From the line containing "line %s') %" to the final line of the material below, copy each line exactly, including both endpoints, and leave out all other lines.
Data for analysis START
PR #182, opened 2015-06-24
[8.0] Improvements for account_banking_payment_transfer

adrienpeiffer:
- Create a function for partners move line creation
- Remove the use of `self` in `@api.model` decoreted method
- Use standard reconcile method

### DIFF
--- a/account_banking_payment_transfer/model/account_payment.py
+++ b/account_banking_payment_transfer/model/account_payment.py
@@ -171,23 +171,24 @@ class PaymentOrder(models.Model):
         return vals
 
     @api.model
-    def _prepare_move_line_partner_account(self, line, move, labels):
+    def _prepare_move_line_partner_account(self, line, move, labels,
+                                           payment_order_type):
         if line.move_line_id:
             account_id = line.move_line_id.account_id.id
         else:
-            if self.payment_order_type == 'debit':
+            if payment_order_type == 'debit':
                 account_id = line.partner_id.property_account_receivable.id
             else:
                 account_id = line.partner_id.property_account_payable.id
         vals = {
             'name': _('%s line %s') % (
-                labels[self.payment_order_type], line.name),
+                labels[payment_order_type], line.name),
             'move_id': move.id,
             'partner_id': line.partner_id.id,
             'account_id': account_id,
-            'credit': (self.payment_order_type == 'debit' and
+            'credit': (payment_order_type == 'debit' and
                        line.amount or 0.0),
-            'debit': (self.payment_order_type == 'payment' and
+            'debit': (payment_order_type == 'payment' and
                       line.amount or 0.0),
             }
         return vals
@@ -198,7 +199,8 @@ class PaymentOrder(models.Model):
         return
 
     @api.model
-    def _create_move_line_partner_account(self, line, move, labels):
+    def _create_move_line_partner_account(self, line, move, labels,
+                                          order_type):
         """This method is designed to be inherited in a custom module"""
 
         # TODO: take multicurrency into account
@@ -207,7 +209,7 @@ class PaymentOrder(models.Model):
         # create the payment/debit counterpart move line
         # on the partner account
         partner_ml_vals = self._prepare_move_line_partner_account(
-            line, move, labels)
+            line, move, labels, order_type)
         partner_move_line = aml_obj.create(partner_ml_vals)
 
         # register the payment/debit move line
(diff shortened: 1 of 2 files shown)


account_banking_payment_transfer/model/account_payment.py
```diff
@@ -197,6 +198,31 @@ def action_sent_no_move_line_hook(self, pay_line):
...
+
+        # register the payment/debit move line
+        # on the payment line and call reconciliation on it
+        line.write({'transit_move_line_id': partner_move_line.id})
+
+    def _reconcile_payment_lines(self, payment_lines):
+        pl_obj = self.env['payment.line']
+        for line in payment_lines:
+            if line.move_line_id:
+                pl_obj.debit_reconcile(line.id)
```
Data for analysis END
» **Output for this exercise**
             'name': _('%s line %s') % (
-                labels[self.payment_order_type], line.name),
+                labels[payment_order_type], line.name),
             'move_id': move.id,
             'partner_id': line.partner_id.id,
             'account_id': account_id,
-            'credit': (self.payment_order_type == 'debit' and
+            'credit': (payment_order_type == 'debit' and
                        line.amount or 0.0),
-            'debit': (self.payment_order_type == 'payment' and
+            'debit': (payment_order_type == 'payment' and
                       line.amount or 0.0),
             }
         return vals
@@ -198,7 +199,8 @@ class PaymentOrder(models.Model):
         return
 
     @api.model
-    def _create_move_line_partner_account(self, line, move, labels):
+    def _create_move_line_partner_account(self, line, move, labels,
+                                          order_type):
         """This method is designed to be inherited in a custom module"""
 
         # TODO: take multicurrency into account
@@ -207,7 +209,7 @@ class PaymentOrder(models.Model):
         # create the payment/debit counterpart move line
         # on the partner account
         partner_ml_vals = self._prepare_move_line_partner_account(
-            line, move, labels)
+            line, move, labels, order_type)
         partner_move_line = aml_obj.create(partner_ml_vals)
 
         # register the payment/debit move line
(diff shortened: 1 of 2 files shown)


account_banking_payment_transfer/model/account_payment.py
```diff
@@ -197,6 +198,31 @@ def action_sent_no_move_line_hook(self, pay_line):
...
+
+        # register the payment/debit move line
+        # on the payment line and call reconciliation on it
+        line.write({'transit_move_line_id': partner_move_line.id})
+
+    def _reconcile_payment_lines(self, payment_lines):
+        pl_obj = self.env['payment.line']
+        for line in payment_lines:
+            if line.move_line_id:
+                pl_obj.debit_reconcile(line.id)
```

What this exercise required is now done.